For more information on these orders and how to apply for them, read Domestic violence legal remedies.

What is the Domestic Violence Disclosure Scheme?

In England and Wales, the Domestic Violence Disclosure Scheme (DVDS), also known as ‘Clare’s Law’, gives anyone the right to ask the police about someone’s potentially abusive background. It is designed to provide people with information that can help them make informed decisions about their safety in a relationship and whether they wish to continue the relationship.
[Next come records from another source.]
Issue #467, opened 2019-09-05
Configure downloads directory


Mongogamer:
- **Nuclear version**: 0.5.0 commit 5afd2c678e8b05771fbd3da055cd2f728d9251f2
- **OS**: Windows 10 Pro x64 1903
- **NodeJS version**: 10.16.0
---
According to this https://github.com/nukeop/nuclear/issues/150#issuecomment-456225563 the ability to configure the download directory was a planned part of the downloads feature. It seems this feature never made it into the final version. After looking through some of the download code it seems like implementing this would not be too hard.

PR #477, opened 2019-09-21
Finalize download directory setting

Mongogamer:
Part of #467 issue.
This change is required for Nuclear to use the newly created setting. Without this Nuclear always downloads to the default download directory even if the setting is changed.


nukeop:
Yep, thanks. I wanted to add this today, but you were faster. I will also add a box to change this setting to the downloads screen.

There are 2 main components to Clare's Law:

  • the right to ask - individuals can make a formal request to the police to disclose information about someone’s previous history of domestic violence or abusive behaviour. The police will assess the request and, if deemed necessary, provide relevant information

  • the right to know - the police can proactively disclose information about an individual's violent or abusive history to someone they believe may be at risk. Disclosure is made when there is a concern for the safety and well-being of a potential victim

You can make a request for yourself or on behalf of someone else (eg to find out whether a friend’s partner has previously been abusive).

In Scotland, such requests can be made under the Disclosure Scheme for Domestic Abuse Scotland (DSDAS).

For more information, see the government’s guidance on Clare’s Law and the Scottish government’s guidance. For more advice and support in situations involving domestic violence, see the Citizens Advice guidance for England, for Wales and for Scotland.